___ DATASET CONTENT

PR #803, opened 2026-04-03
Skip cloud credential method when `NO_GCE_CHECK=true`

0x2b3bfa0:
For consistency with https://github.com/googleapis/google-auth-library-python/pull/1610, see https://github.com/fsspec/filesystem_spec/issues/1768 for context.

> ## Summary
> - When auto-detecting credentials (`method=None`), skip the `"cloud"` method if the `NO_GCE_CHECK` environment variable is set to `"true"`
> - Avoids unnecessary GCE metadata server requests in environments where GCE is known to be unavailable
> - Only affects the auto-detection path; explicit `token="cloud"` still works
> 
> ## Test plan
> - [x] Added `test_no_gce_check_skips_cloud` to verify `_connect_cloud` is not called when `NO_GCE_CHECK=true`
> - [ ] Existing credential tests still pass
> 
> 🤖 Generated with [Claude Code](https://claude.com/claude-code)

### DIFF
--- a/gcsfs/credentials.py
+++ b/gcsfs/credentials.py
@@ -322,7 +322,10 @@ class GoogleCredentials:
         ]:
             self._connect_token(method)
         elif method is None:
-            for meth in ["google_default", "cache", "cloud", "anon"]:
+            methods = ["google_default", "cache", "cloud", "anon"]
+            if os.environ.get("NO_GCE_CHECK") == "true":
+                methods.remove("cloud")
+            for meth in methods:
                 try:
                     self.connect(method=meth)
                     logger.debug("Connected with method %s", meth)
--- a/gcsfs/tests/test_credentials.py
+++ b/gcsfs/tests/test_credentials.py
@@ -18,6 +18,20 @@ def test_googlecredentials_none():
     credentials.apply(headers)
 
 
+def test_no_gce_check_skips_cloud():
+    """When NO_GCE_CHECK=true, the 'cloud' method should not be attempted."""
+    with patch.dict(os.environ, {"NO_GCE_CHECK": "true"}):
+        with patch.object(GoogleCredentials, "_connect_cloud") as mock_cloud:
+            # google_default and cloud will fail; anon will succeed
+            with patch.object(
+                GoogleCredentials,
+                "_connect_google_default",
+                side_effect=ValueError("no default"),
+            ):
+                GoogleCredentials(project="myproject", token=None, access="read_only")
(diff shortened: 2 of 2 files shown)


martindurant:
While this clearly gives the option to skip the slow creds step, if a user knows to pass this environment variable, then they probably should know which of the credentials types they need, no?

0x2b3bfa0:
> _if a user knows to pass this environment variable, then they probably should know which of the credentials types they need, no?_

Indeed! However, there might be cases where the choice of enabling this environment variable isn't up to the user, but up to the platform running the user's code, or to some intermediary library. 🫣

martindurant:
Fair enough. @ankitaluthra1 , any thoughts on yet-another-envvar? Perhaps this can be a simple keyword argument (in init), so it can be set via the fsspec config system?

martindurant:
If we added a kwarg to init like `skip_gke_check=False`, then we could document this in a sensible place, and invoke it with env vars alone like:
```
FSSPEC_GCS='{"skip_gke_check": true}'
or
FSSPEC_GCS_SKIP_GKE_CHECK=true
```
or these same settings could be put in an fsspec config file.

What do you think, is this more discoverable? It at least fits in better with the fsspec configuration.

0x2b3bfa0:
My point for using `NO_GCE_CHECK` was that the `google-auth` library already exposes this variable (https://github.com/googleapis/google-auth-library-python/pull/1610).

Given that the current logic relies on both the default `google-auth` behavior, and an extra hardcoded check, the final consumer of `gcsfs` would only be able to avoid this check completely by either:

1. Setting **both** `FSSPEC_GCS_SKIP_GKE_CHECK=true` and `NO_GCE_CHECK=true`
2. Setting `FSSPEC_GCS_SKIP_GKE_CHECK=true` and modifying `gcsfs` to also set `NO_GCE_CHECK=true` internally when calling `google-auth`
3. Setting `NO_GCE_CHECK=true` and modifying `gcsfs` to honor `NO_GCE_CHECK=true` internally (what this pull request currently does)

I don't mind 2 or 3, but would rather prefer to avoid 1.

martindurant:
OK, now I follow.

I note you had the following in the original description:
> Existing credential tests still pass

I take it you have verified this? Of course, it's not something we can test in CI.

0x2b3bfa0:
> _I take it you have verified this?_

Yes; better said, Claude Code has 🤖 😇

______

Select from the material above each line in which the string "auto" appears, and list those lines.

— YOUR SOLUTION —
> - When auto-detecting credentials (`method=None`), skip the `"cloud"` method if the `NO_GCE_CHECK` environment variable is set to `"true"`
> - Only affects the auto-detection path; explicit `token="cloud"` still works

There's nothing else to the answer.